PR #4884, opened 2016-10-31
jarek/4865: override css styles when focus

jaroslawmalekcodete:


jaroslawmalekcodete:
kick jenkins

scottdraves:
i see two problems here:
1) the button should stay dark while the cell is executing, and only return to normal color on completion.  this code it returns to light gray right away.
2) after i run a cell, the hover-darken stops working.

scottdraves:
will get back to this later

Issue #4910, opened 2016-11-08
closed section with error


scottdraves:
If a section is closed, and there is an error in that section, then show the section title in red (same color as errors are elsewhere).

scottdraves:
the +- open/close toggle should also turn red.

PR #4919, opened 2016-11-10
#4910 change section title color when error occurs

jszalek:


scottdraves:
cool, looks good but doesn't work in ambiance theme.
also needs to pass jenkins (though in this case looks like just a flake failure).

jszalek:
kick jenkins

EfimovVladimir:
kick jenkins

Issue #4916, opened 2016-11-09
no time and sequence if output is missing


scottdraves:
If a cell has no output (e.g. assignment in Python), the dropdown menu with the elapsed time is not shown on the UI.

fix this by moving these items to the cell input menu (at the bottom).

PR #4920, opened 2016-11-10
#4916 move 'elapsed time' and 'sequence no' to input cell if there is no output

jszalek:
- move menu items (elapsed time, sequence no) from output to input section
- hide dropdown menu items without name/label


scottdraves:
1) please give your PR a descriptive title
2) the items should only be moved if the output is not visible.  eg if you evaluate the python code

```
import time
time.sleep(5)
```

then there is no output, and so the menus should be moved.  but python code like

```
23+34
```

the menus should not be moved.

EfimovVladimir:
kick jenkins

Issue #4779, opened 2016-09-29
showing columns should scroll to make them visible


scottdraves:
1. create a big table with python3:

```
import pandas as pd
pd.DataFrame(np.random.randn(10,100))
```
1. click "OK" to show a hidden column.
2. scroll down and click a hidden column to show it.

result: column is shown, but since the table is scrolled all the way to the left nothing is visible on screen.
expected result: table should scroll to make new column visible.

PR #4922, opened 2016-11-11
#4779 showing columns should scroll to make them visible. 

sluhtoja:
column which is made visible is in the middle of the table if possible


scottdraves:
the way it works seems fine, i will have to look into the code later.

Exercise goal -> Could you output every record above exactly as written?

Exercise output ->
PR #4884, opened 2016-10-31
jarek/4865: override css styles when focus

jaroslawmalekcodete:


jaroslawmalekcodete:
kick jenkins

scottdraves:
i see two problems here:
1) the button should stay dark while the cell is executing, and only return to normal color on completion.  this code it returns to light gray right away.
2) after i run a cell, the hover-darken stops working.

scottdraves:
will get back to this later

Issue #4910, opened 2016-11-08
closed section with error


scottdraves:
If a section is closed, and there is an error in that section, then show the section title in red (same color as errors are elsewhere).

scottdraves:
the +- open/close toggle should also turn red.

PR #4919, opened 2016-11-10
#4910 change section title color when error occurs

jszalek:


scottdraves:
cool, looks good but doesn't work in ambiance theme.
also needs to pass jenkins (though in this case looks like just a flake failure).

jszalek:
kick jenkins

EfimovVladimir:
kick jenkins

Issue #4916, opened 2016-11-09
no time and sequence if output is missing


scottdraves:
If a cell has no output (e.g. assignment in Python), the dropdown menu with the elapsed time is not shown on the UI.

fix this by moving these items to the cell input menu (at the bottom).

PR #4920, opened 2016-11-10
#4916 move 'elapsed time' and 'sequence no' to input cell if there is no output

jszalek:
- move menu items (elapsed time, sequence no) from output to input section
- hide dropdown menu items without name/label


scottdraves:
1) please give your PR a descriptive title
2) the items should only be moved if the output is not visible.  eg if you evaluate the python code

```
import time
time.sleep(5)
```

then there is no output, and so the menus should be moved.  but python code like

```
23+34
```

the menus should not be moved.

EfimovVladimir:
kick jenkins

Issue #4779, opened 2016-09-29
showing columns should scroll to make them visible


scottdraves:
1. create a big table with python3:

```
import pandas as pd
pd.DataFrame(np.random.randn(10,100))
```
1. click "OK" to show a hidden column.
2. scroll down and click a hidden column to show it.

result: column is shown, but since the table is scrolled all the way to the left nothing is visible on screen.
expected result: table should scroll to make new column visible.

PR #4922, opened 2016-11-11
#4779 showing columns should scroll to make them visible. 

sluhtoja:
column which is made visible is in the middle of the table if possible


scottdraves:
the way it works seems fine, i will have to look into the code later.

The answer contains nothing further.